SAN BENEDETTO DEL TRONTO – “Dalla parte delle forze dell’ordine, senza se e senza ma”. Lo ha detto il sindaco Giovanni Gaspari, intervenuto nella mattinata di lunedì all’Auditorium Tebaldini all’ottavo congresso provinciale del Sindacato Italiano Unitario dei Lavoratori di Polizia.
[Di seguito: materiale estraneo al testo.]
PR #3289, opened 2021-11-18
add ESM usage

mariusa:


domenic:
This is not possible with jsdom.

mariusa:
Could you please detail? I'm importing jsdom in an ESM project and it works fine.

domenic:
If you can produce a script that you can run with `node test.js` that imports jsdom, that would be interesting information; please show us such a script. Otherwise I suspect you are using a third-party tool like TypeScript or babel.

mariusa:
:)
Using node 16

package.json
```
"type": "module",
```

test.js
```
import { JSDOM } from 'jsdom'
const dom = new JSDOM(`<!DOCTYPE html><p>Hello world</p>`)
console.log(dom.window.document.querySelector("p").textContent) // "Hello world"

```


```
$ node test.js 
Hello world
```

domenic:
Fascinating, that's good information!

Still, for those people using that setup, I assume they know how to mentally translate between CommonJS and import. I'd rather not clutter up the documentation with that.

Thanks for teaching me something!

mariusa:
> I'd rather not clutter up the documentation with that.

This isn't reasonable. We're talking about 2 lines, 1 of those being a comment.

Also:
1. It took me time to find out proper syntax. Alternatives are `import JSDOM from 'jsdom'` or `import * as JSDOM from 'jsdom'`
2. Others looking on README will conclude ESM isn't supported, if not mentioned.

Please consider adding these 2 lines. Thanks.

rayfoss:
This PR would have save me searching through 5 web pages for the info.  Node documentation is full of ESM and defaults to it... LTS has stable support for it. Once TypeScript finishes their Native ESM support, CommonJS will be deprecated.

Screenshot from 2021-12-17 00-28-35

https://stackblitz.com/edit/feathersjs-7kqlyt?file=server.js

P.S. I haven't been using CommonJS for anything in ~5 months... I started transitioning on Node 15 three years ago. I run local shebang scripts with mjs, or ts.

PR #3295, opened 2021-11-24
Fix crash when calling window.close() inside load event listener

MattiasBuelens:
When loading the following page, jsdom crashes:
```html
<script>
    window.close();
  });
</script>
```
Stack trace:
```
TypeError: Cannot read property '_pageShowingFlag' of null
    at Document.<anonymous> (C:\...\jsdom\lib\jsdom\browser\Window.js:915:27)
    at Document.callTheUserObjectsOperation (C:\...\jsdom\lib\jsdom\living\generated\EventListener.js:26:30)
    at innerInvokeEventListeners (C:\...\jsdom\lib\jsdom\living\events\EventTarget-impl.js:340:25)
    at invokeEventListeners (C:\...\jsdom\lib\jsdom\living\events\EventTarget-impl.js:276:3)
    at DocumentImpl._dispatch (C:\...\jsdom\lib\jsdom\living\events\EventTarget-impl.js:223:9)
    at fireAnEvent (C:\...\jsdom\lib\jsdom\living\helpers\events.js:18:36)
    at dispatchEvent (C:\...\jsdom\lib\jsdom\living\nodes\Document-impl.js:476:9)
    at C:\...\jsdom\lib\jsdom\living\nodes\Document-impl.js:481:11
    at new Promise (<anonymous>)
    at onLoad (C:\...\jsdom\lib\jsdom\living\nodes\Document-impl.js:479:14)
    at Object.check (C:\...\jsdom\lib\jsdom\browser\resources\resource-queue.js:76:23)
    at C:\...\jsdom\lib\jsdom\browser\resources\resource-queue.js:83:27
    at processTicksAndRejections (internal/process/task_queues.js:95:5)
```
This PR fixes this by checking if the window has been closed after firing the `load` event.

See https://github.com/whatwg/streams/pull/1189#issuecomment-978419971 for context.


MattiasBuelens:
I'm struggling with writing a proper test for this. I tried this:
```html
<!DOCTYPE html>
<title>Test window.close() inside load event listener.</title>
<script src=/resources/testharness.js></script>
<script src=/resources/testharnessreport.js></script>
<script>
  "use strict";
  setup({ single_test: true });

    window.close();
    done();
  });
</script>
```
But then it errors inside `testharness.js`, because it tries to build some new elements to show the tests results on the page... which we've just closed. 😅

domenic:
This might not be testable from inside jsdom, especially since we don't support `window.open()`. If so you can use https://github.com/jsdom/jsdom/blob/master/test/api/from-outside.js .

Another fix might be aligning with the spec for `window.close()`, which only closes the window from a queued task: https://html.spec.whatwg.org/#dom-window-close . I worry that might make some jsdom-using programs sad though, since we've so far been treating `window.close()` as a kind of "synchronously make stuff garbage-collectable" call, and waiting for a task to do so might cause programs to consume a lot more resources...

MattiasBuelens:
Okay, I managed to disable the test output from `testharness.js`, such that the test passes. Unfortunately, the test isn't perfect: if you remove the fix, it still passes - although it does print the call stack from the OP. So you'd have to review the logs to see if it actually worked... 😕

> This might not be testable from inside jsdom, especially since we don't support `window.open()`. If so you can use https://github.com/jsdom/jsdom/blob/master/test/api/from-outside.js .

I'll give that a try. 🙂

> Another fix might be aligning with the spec for `window.close()`, which only closes the window from a queued task: https://html.spec.whatwg.org/#dom-window-close . I worry that might make some jsdom-using programs sad though, since we've so far been treating `window.close()` as a kind of "synchronously make stuff garbage-collectable" call, and waiting for a task to do so might cause programs to consume a lot more resources...

Agreed, let's keep it synchronous.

Una solidarietà totale quella del primo cittadino, nei confronti degli oltre cento poliziotti rimasti feriti nel corso della manifestazione di Roma degli “indignati”, tra cui ne spiccano anche dodici di Senigallia.

“Sono contro la violenza, non può essere giustificata”, ha proseguito Gaspari, che poi si è lanciato in un attacco frontale contro il Governo: “I tagli lineari colpiscono in maniera pesantissima ed iniqua. In un momento di crisi bisogna scegliere ed avere il coraggio di scegliere. L’esecutivo non lo sta facendo, addirittura riversa sui Comuni le responsabilità”. Un discorso ampio, riguardante la delicata situazione della polizia appunto, ma che va a toccare anche la questione della scuola: “Ridanno a noi l’obbligo di prendere decisioni, che loro hanno il timore di prendere. Quindi ecco che siamo costretti a vendere i plessi per fare cassa”.

A tal proposito, secondo l’accorpamento richiesto dalla legge nazionale, molti impianti resterebbero infatti vuoti ed inutilizzati. L’amministrazione comunale cercherà quindi di usufruire di quei plessi, che andrebbero in ogni caso a svuotarsi. 600 mila euro dovrebbero giungere dalla vendita della scuola di via dei Lauri, mentre un milione si ricaverebbero dalla cessione della Curzi, della Petrarca e della Materna di via Togliatti. Questi soldi verrebbero successivamente reinvestiti in nuovi poli scolastici.